◆ Provided material:
PR #267, opened 2024-11-26
fix(mine_loop): Avoid using different blocks in block composition

### LINKED ISSUE #266: Race condition in block witness composition
Node crashed, apparently when its miner found a block simultaneously with receiving a block of the same height from a peer. For some reason, this lead to an inconsistent `BlockPrimitiveWitness` being made. Potentially, it would suffice to just replace an `assert` in `BlockPrimitiveWitness` with a `anyhow` error.

[Offending `assert`](https://github.com/Neptune-Crypto/neptune-core/blob/master/src/models/blockchain/block/validity/block_primitive_witness.rs#L91) :
```rust
       let predecessor_msa_digest = self.predecessor_block
            .mutator_set_accumulator_after()
            .hash();
            let tx_msa_digest = self.transaction.kernel.mutator_set_hash;
            assert_eq!(
                predecessor_msa_digest,
                tx_msa_digest,
                "Mutator set of transaction must agree with mutator set after previous block.\
                \nPredecessor block had {predecessor_msa_digest};\ntransaction had {tx_msa_digest}\n\n"
            );
```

◆ What is required: Write out all the material exactly.

◆ Worked solution:
PR #267, opened 2024-11-26
fix(mine_loop): Avoid using different blocks in block composition

### LINKED ISSUE #266: Race condition in block witness composition
Node crashed, apparently when its miner found a block simultaneously with receiving a block of the same height from a peer. For some reason, this lead to an inconsistent `BlockPrimitiveWitness` being made. Potentially, it would suffice to just replace an `assert` in `BlockPrimitiveWitness` with a `anyhow` error.

[Offending `assert`](https://github.com/Neptune-Crypto/neptune-core/blob/master/src/models/blockchain/block/validity/block_primitive_witness.rs#L91) :
```rust
       let predecessor_msa_digest = self.predecessor_block
            .mutator_set_accumulator_after()
            .hash();
            let tx_msa_digest = self.transaction.kernel.mutator_set_hash;
            assert_eq!(
                predecessor_msa_digest,
                tx_msa_digest,
                "Mutator set of transaction must agree with mutator set after previous block.\
                \nPredecessor block had {predecessor_msa_digest};\ntransaction had {tx_msa_digest}\n\n"
            );
```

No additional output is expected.